▶ [Action item]
In the material below, how many lines contain "assertion"? Answer with the number alone.

▶ [Records for the exercise]
──────────────────────────────
PR #7938, opened 2021-02-06
Fix an assertion failure in range locking, locktree code.

spetrunia:
Fix this scenario:
trx1> acquire shared lock on $key
trx2> acquire shared lock on the same $key
trx1> attempt to acquire a unique lock on $key.

Lock acquisition will fail, and deadlock detection will start.
It will call iterate_and_get_overlapping_row_locks() which will
produce a list with two locks (shared locks by trx1 and trx2).

However the code in lock_request::build_wait_graph() was not prepared
to find the lock by the same transaction in the list of conflicting
locks. Fix it to ignore it.

(One may suggest to fix iterate_and_get_overlapping_row_locks() to not
include locks by trx1. This is not a good idea, because that function
is also used to report all locks currently held)

### DIFF
--- a/utilities/transactions/lock/range/range_locking_test.cc
+++ b/utilities/transactions/lock/range/range_locking_test.cc
@@ -136,6 +136,41 @@ TEST_F(RangeLockingTest, MyRocksLikeUpdate) {
   delete txn0;
 }
 
+TEST_F(RangeLockingTest, UpgradeLockAndGetConflict) {
+  WriteOptions write_options;
+  TransactionOptions txn_options;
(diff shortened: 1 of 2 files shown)


zhichao-cao:
@cheng-chang You may have more context on this.

spetrunia:
I was studying where/what kind of assertion to add, and I've found a better place where to put the fix in.  I think assertion is now un-necessary.  @cheng-chang , PTAL.

ajkr (approved):
Makes sense, thanks for the fix and the test!

PR #7942, opened 2021-02-08
Avoid self-move-assign in pop operation of binary heap.

neunhoef:
The current implementation of a binary heap in `util/heap.h` does a move-assign in the `pop` method. In the case that there is exactly one element stored in the heap, this ends up being a self-move-assign. This can cause trouble with certain classes, which are not prepared for this. Furthermore, it trips up the glibc STL debugger (`-D_GLIBCXX_DEBUG`), which produces an assertion failure in this case.

This PR addresses this problem by not doing the (unnecessary in this case) move-assign if there is only one element in the heap.

### DIFF
--- a/util/heap.h
+++ b/util/heap.h
@@ -72,7 +72,12 @@ class BinaryHeap {
 
   void pop() {
     assert(!empty());
-    data_.front() = std::move(data_.back());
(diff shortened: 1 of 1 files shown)


ajkr (approved):
LGTM

PR #7943, opened 2021-02-08
Build a full RocksDB on M1 macs

xavierd:
With M1 macs being available, it is possible that RocksDB will be built on them, without the resulting artifacts to be intended for iOS, where a non-lite RocksDB is needed.

It is not clear to me why the ROCKSDB_LITE cmake option isn't used for iOS consumer, so sending this pull request as a way to foster discussion and to find a path forward to get a full RocksDB build on M1.


adamretter:
@xavierd FYI - Using Make instead of CMake I have been able to build on the Apple DTK without issue.

xavierd:
@adamretter, yep it does build properly with CMake, but for instance EdenFS (https://github.com/facebookexperimental/eden), relies on a non-lite version of RocksDB to build with CMake :).

jay-zhuang (approved):
LGTM.
IOS user, if there's any, can still build it by passing the flags.

PR #7944, opened 2021-02-08
Update clang-format-diff.py path

riversand963:
Summary:
Recent Github actions of format checking fail due to invalid location
from where clang-format-diff.py is downloaded. Update the path to point
to a stable, archived location.

Test Plan: manually check the result of Github action.

### DIFF
--- a/.github/workflows/sanity_check.yml
+++ b/.github/workflows/sanity_check.yml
──────────────────────────────
▶ [Result of the exercise]
3